Se préparer au TOEIC ne consiste pas à réviser l’anglais, mais à combler un écart précis entre un score actuel et un score visé, dans un temps donné. Tant que ces trois chiffres ne sont pas posés, on travaille au hasard. Voici la méthode complète, du diagnostic initial au calendrier hebdomadaire, avec les durées réalistes selon l’écart à rattraper.

Étape 1 : mesurer avant de réviser

Le TOEIC est conçu par ETS (Educational Testing Service) autour d’un format entièrement standardisé : 200 questions à choix multiples, 45 minutes de compréhension orale puis 75 minutes de compréhension écrite. Cette régularité signifie qu’une préparation ciblée produit des résultats mesurables, à condition de savoir d’où l’on part.
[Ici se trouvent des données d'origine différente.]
PR #819, opened 2025-09-04
Ports Slick trick, a spell which creates a 3x3 slippery area

E231kei500bandai:
## About The Pull Request

Ported from https://github.com/GeneralPantsuIsBadAtCoding/Azure-Peak/pull/1803

## Testing Evidence

https://github.com/user-attachments/assets/484170e7-06c7-4641-8e95-f5a56faec061

image

## Why It's Good For The Game

It's a funny spell that is powerful but can't kill someone on its own.

The spell can also encourage teamwork, as you could use it as a defensive spell to protect your allies or an offensive spell to slip your enemies.

It also has a fairly long cooldown so it can't be spammed too much.

### DIFF
--- a/code/game/turfs/open/_open.dm
+++ b/code/game/turfs/open/_open.dm
@@ -113,8 +113,8 @@
 		if(buckled_obj)
 			buckled_obj.unbuckle_mob(C)
 			lube |= SLIDE_ICE
-		if(lube&SLIDE_MAGIC) //send them flying
-			new /datum/forced_movement(C, get_ranged_target_turf(C, olddir, 7), 1, FALSE, CALLBACK(C, TYPE_PROC_REF(/mob/living/carbon, spin), 1, 1))
+		if(lube&SLIDE_MAGIC)
+			new /datum/forced_movement(C, get_ranged_target_turf(C, olddir, 6), 1, FALSE, CALLBACK(C, TYPE_PROC_REF(/mob/living/carbon, spin), 1, 1))
 		else if(lube&SLIDE)
 			new /datum/forced_movement(C, get_ranged_target_turf(C, olddir, 4), 1, FALSE, CALLBACK(C, TYPE_PROC_REF(/mob/living/carbon, spin), 1, 1))
 		else if(lube&SLIDE_ICE)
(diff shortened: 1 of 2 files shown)


chaoko99:
this is for a bounty, I wanted this to be a spell for wizards because A: I think it's funny
and B: They don't have enough spells that are not directly killing someone or making someone better at directly killing someone. It goes both ways, after all.

E231kei500bandai:
balance update, it sends you flying, but no longer stuns you for extended amounts of time. this makes it super annoying and funny but not a death sentence

https://github.com/user-attachments/assets/93252ac3-bf42-4281-a7ce-b004169cca08

E231kei500bandai:
people skidding off a roof to their death is hilarious how could you be against that

Making it have an activation period could make it more skilled
Like for the first 5 second it can't slip anyone

E231kei500bandai:
also keep in mind the range is low, you can't spawn a slip on someone unless you're already in their vision range

pengisbungholius:
> people skidding off a roof to their death is hilarious how could you be against that
> 
> Making it have an activation period could make it more skilled Like for the first 5 second it can't slip anyone

it is funny, that's why I'm saying it should be locked off away from frag-centric roles, since it'd VERY quickly become unfunny when unfunny-"gimmick"-abuser # 1,523 decides that for the next week they'll run the spell into the ground. 

a long activation period maybe, but the strength of it is still there... if someone's just spamming it on a gate's/north stairs' threshold it'll slip people and allow you to gank them with a bunch of wretches/bandits

> also keep in mind the range is low, you can't spawn a slip on someone unless you're already in their vision range

doesn't really change too much for combat or escaping? if you slip someone as you go in an L shape and they continue on straight, it's just a free escape tool on TOP of being a z level funny spell, and an easily top tier spellblade-y combat tool. 

this is ss13, players WILL run your fun funny addition into the ground, they WILL codedive for exploits and exploit them, they WILL ruin the game for everyone

putting the spell behind a role, like court magos or a new role that ISN'T able to attack people easily (meaning like, probably full on pacifism or something so they can be FUNNY and not completely meta) would give it a much better reason to ever be added

E231kei500bandai:
Now with a 10 second effect and a 45 second recharge and a 4 second charge, this gives you 39 seconds of time inbetween spells so it shouldnt be spammable in front of a door

PR #831, opened 2025-09-05
Papier

EvenInDeathIStillServe:
## About The Pull Request

removes the broken background from scrolls
adds a title bar to paper so you can close it from there instead of trudging through the text itself to find the close button. and you can move the window around easier now

adds a smash intent to the tome of justice so u can lay down the law. literally

## Testing Evidence

image

image

## Why It's Good For The Game

don't you argue with me


RyszardParys:
Why did this get closed? It was peak :(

La première action n’est donc pas d’ouvrir un manuel, mais de passer un test blanc complet et chronométré. Sans lui, impossible de savoir combien de points il faut gagner, ni dans quelle section. La plupart des candidats qui échouent ont révisé ce qu’ils maîtrisaient déjà.

Trois chiffres à poser avant tout : votre score actuel, votre score cible et le nombre de semaines disponibles. Toute la préparation découle de ce triangle.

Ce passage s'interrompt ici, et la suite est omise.